WHAT THE EXERCISE ASKS:
Every line of the entries below that mentions "patterns" is to be copied out.

MATERIALS PROVIDED:

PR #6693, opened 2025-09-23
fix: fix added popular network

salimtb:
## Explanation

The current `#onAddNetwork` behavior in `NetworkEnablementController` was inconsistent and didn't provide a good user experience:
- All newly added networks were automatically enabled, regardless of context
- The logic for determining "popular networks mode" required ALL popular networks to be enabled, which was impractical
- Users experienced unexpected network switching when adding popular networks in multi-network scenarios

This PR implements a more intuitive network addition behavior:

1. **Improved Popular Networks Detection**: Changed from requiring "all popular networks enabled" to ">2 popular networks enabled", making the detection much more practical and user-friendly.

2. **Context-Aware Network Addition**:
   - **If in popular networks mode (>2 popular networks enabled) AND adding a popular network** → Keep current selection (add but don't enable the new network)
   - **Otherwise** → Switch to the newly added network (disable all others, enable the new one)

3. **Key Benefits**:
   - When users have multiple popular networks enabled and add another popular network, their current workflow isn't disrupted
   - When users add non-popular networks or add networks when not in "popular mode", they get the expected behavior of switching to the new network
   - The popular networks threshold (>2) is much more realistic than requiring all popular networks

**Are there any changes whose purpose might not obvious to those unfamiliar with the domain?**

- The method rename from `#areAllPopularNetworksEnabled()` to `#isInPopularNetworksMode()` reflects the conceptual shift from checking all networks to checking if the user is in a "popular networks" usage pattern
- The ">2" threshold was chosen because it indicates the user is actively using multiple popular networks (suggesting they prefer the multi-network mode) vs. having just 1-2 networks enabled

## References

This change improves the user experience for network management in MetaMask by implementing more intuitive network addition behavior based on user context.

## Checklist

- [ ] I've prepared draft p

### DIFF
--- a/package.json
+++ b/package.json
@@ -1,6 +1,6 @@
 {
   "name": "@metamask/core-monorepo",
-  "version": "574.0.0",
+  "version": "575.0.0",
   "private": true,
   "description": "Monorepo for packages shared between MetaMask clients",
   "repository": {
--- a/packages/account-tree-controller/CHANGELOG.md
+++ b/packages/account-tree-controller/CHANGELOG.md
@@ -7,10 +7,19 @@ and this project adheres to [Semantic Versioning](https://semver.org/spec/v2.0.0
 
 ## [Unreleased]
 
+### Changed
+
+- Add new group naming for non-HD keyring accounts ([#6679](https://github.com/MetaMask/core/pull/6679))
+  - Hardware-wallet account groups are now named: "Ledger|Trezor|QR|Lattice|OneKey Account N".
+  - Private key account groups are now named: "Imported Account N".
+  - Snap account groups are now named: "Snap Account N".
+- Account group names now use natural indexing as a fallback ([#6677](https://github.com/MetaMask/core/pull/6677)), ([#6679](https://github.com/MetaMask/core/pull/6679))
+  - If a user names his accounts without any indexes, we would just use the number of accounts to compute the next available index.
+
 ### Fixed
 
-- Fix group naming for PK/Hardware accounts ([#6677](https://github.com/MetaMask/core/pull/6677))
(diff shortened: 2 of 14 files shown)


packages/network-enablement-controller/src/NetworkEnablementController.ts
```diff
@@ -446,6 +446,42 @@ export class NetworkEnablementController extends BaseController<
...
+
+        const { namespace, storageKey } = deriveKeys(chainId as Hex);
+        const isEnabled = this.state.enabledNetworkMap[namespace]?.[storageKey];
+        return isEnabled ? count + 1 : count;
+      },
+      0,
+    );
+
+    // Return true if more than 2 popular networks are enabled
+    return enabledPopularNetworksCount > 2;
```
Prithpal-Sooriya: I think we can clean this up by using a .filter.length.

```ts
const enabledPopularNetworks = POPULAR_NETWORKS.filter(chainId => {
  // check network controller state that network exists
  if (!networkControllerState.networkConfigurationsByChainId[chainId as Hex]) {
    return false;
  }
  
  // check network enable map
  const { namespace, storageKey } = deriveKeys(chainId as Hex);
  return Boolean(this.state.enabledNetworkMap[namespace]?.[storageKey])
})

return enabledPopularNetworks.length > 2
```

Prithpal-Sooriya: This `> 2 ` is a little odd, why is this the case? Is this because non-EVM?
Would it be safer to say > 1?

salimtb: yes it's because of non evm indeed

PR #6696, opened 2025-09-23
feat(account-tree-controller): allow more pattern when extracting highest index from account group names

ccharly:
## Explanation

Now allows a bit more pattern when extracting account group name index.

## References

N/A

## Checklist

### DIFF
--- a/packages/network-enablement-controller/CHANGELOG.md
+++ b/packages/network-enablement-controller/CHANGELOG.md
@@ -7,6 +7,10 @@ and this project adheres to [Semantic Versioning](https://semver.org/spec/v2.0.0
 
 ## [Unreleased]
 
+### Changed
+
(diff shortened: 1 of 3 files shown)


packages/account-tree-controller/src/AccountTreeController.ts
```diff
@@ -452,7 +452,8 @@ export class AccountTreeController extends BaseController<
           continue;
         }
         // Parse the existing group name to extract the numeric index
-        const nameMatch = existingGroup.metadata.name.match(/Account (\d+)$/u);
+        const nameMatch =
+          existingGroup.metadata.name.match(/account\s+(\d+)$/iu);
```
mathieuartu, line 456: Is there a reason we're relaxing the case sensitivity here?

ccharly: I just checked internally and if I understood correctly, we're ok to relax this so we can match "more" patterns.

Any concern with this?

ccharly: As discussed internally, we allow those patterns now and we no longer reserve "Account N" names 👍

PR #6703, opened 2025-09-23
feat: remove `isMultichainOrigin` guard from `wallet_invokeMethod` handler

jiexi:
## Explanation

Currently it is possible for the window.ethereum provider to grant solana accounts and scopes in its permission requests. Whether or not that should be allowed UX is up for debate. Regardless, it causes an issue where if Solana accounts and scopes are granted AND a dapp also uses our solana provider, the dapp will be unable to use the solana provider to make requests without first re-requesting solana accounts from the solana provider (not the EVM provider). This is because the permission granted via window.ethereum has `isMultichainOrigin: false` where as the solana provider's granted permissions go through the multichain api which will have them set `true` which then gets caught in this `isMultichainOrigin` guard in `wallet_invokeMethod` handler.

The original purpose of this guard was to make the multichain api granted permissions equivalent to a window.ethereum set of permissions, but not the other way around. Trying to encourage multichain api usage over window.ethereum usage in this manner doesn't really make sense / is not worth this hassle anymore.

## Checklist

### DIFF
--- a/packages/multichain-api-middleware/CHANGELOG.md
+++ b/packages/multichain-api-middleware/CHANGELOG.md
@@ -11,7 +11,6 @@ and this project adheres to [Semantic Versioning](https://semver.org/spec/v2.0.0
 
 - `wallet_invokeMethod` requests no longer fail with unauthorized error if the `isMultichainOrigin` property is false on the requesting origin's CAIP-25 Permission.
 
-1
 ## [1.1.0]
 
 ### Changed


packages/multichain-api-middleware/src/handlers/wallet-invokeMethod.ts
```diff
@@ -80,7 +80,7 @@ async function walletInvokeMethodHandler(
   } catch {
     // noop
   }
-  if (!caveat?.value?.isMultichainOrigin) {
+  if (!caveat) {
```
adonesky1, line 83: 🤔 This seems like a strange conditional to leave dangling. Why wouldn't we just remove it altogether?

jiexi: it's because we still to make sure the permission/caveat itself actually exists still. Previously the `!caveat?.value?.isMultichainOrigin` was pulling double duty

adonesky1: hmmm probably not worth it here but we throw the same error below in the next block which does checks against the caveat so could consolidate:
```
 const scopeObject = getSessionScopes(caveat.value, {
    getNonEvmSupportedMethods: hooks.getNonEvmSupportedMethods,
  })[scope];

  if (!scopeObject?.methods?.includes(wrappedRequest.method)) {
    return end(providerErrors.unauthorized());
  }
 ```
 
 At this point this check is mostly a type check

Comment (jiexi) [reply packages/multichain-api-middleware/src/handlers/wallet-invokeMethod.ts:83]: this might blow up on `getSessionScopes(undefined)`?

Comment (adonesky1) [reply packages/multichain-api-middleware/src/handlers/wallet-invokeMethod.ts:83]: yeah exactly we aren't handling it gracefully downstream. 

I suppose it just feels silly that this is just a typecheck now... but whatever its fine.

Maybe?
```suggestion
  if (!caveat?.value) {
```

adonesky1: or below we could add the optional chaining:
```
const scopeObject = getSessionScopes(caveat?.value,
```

ANSWER TO THIS EXERCISE:
ccharly: I just checked internally and if I understood correctly, we're ok to relax this so we can match "more" patterns.
ccharly: As discussed internally, we allow those patterns now and we no longer reserve "Account N" names 👍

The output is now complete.